━━━━━ PROVIDED MATERIAL

PR #184, opened 2025-07-18
Re-export exchange factories and transports

AK2000:
## Summary
Re-export exchange factories and transports from `academy.exchange.__init__.py`. Move `ExchangeClient` and `ExchangeFactory` definitions into their own class.

## Changes

## Pull Request Checklist

### DIFF
--- a/academy/exchange/factory.py
+++ b/academy/exchange/factory.py
@@ -1,17 +1,12 @@
 from __future__ import annotations
 
 import abc
-import asyncio
-import contextlib
 import logging
 import sys
-import uuid
 from collections.abc import Coroutine
-from types import TracebackType
 from typing import Any
 from typing import Callable
 from typing import Generic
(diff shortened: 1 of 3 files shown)


academy/exchange/factory.py
```diff
@@ -0,0 +1,452 @@
...
+        user_id = transport.mailbox_id
+        assert isinstance(user_id, UserId)
+        return UserExchangeClient(
+            user_id,
+            transport,
+            start_listener=start_listener,
+        )
+
+
+class ExchangeClient(abc.ABC, Generic[ExchangeTransportT]):
```
gpauloski: It might make more sense to have these in their own `academy.exchange.client` module?

gpauloski (dismissed):
I think `factory.py` could be split into `factory.py` and `client.py` but otherwise looks good.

━━━━━━━━━━

**REQUIRED ACTION:**
Beginning with the line that contains "from __future__ import annotations", each line of the records above through the last one must be printed word for word.

**EXERCISE OUTPUT:**
 from __future__ import annotations
 
 import abc
-import asyncio
-import contextlib
 import logging
 import sys
-import uuid
 from collections.abc import Coroutine
-from types import TracebackType
 from typing import Any
 from typing import Callable
 from typing import Generic
(diff shortened: 1 of 3 files shown)


academy/exchange/factory.py
```diff
@@ -0,0 +1,452 @@
...
+        user_id = transport.mailbox_id
+        assert isinstance(user_id, UserId)
+        return UserExchangeClient(
+            user_id,
+            transport,
+            start_listener=start_listener,
+        )
+
+
+class ExchangeClient(abc.ABC, Generic[ExchangeTransportT]):
```
gpauloski: It might make more sense to have these in their own `academy.exchange.client` module?

gpauloski (dismissed):
I think `factory.py` could be split into `factory.py` and `client.py` but otherwise looks good.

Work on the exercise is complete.